=== Begin Enclosure ===

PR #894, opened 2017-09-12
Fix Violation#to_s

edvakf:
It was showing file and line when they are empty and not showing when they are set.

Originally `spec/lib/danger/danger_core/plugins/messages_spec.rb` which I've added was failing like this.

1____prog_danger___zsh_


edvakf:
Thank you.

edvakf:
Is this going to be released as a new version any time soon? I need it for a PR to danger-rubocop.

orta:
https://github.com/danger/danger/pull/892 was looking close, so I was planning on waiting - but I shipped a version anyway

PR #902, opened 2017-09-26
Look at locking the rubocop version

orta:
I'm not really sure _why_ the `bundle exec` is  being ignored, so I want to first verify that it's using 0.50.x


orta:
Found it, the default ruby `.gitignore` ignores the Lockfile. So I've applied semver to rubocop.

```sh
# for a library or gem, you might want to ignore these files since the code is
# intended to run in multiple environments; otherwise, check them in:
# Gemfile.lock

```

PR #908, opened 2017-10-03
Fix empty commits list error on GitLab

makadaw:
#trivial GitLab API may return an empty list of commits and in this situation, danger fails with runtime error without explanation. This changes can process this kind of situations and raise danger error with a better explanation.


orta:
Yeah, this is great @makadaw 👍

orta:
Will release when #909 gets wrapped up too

=== End Enclosure ===
=== Begin Enclosure ===

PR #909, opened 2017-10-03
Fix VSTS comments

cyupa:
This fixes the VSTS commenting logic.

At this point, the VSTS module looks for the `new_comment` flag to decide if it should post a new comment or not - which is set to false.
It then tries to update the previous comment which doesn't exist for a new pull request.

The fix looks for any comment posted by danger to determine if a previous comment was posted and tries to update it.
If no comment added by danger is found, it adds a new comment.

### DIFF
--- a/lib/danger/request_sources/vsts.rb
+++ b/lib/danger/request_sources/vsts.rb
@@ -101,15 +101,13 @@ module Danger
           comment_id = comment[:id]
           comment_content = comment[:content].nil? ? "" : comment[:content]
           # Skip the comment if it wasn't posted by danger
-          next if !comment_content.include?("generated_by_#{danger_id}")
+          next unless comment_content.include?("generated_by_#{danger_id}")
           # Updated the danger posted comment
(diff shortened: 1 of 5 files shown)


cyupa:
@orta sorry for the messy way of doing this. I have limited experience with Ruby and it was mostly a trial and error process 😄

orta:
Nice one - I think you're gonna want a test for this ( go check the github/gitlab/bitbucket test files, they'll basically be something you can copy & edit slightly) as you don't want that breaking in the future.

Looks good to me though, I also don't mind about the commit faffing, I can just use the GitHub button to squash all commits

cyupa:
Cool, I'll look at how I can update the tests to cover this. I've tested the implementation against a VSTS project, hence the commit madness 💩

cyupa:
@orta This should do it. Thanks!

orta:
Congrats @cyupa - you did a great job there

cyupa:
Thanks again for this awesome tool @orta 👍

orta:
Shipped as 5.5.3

=== End Enclosure ===

[What to produce] Line count for "added": count the lines in the records above that contain this word, and write only the number.

[Task answer] 2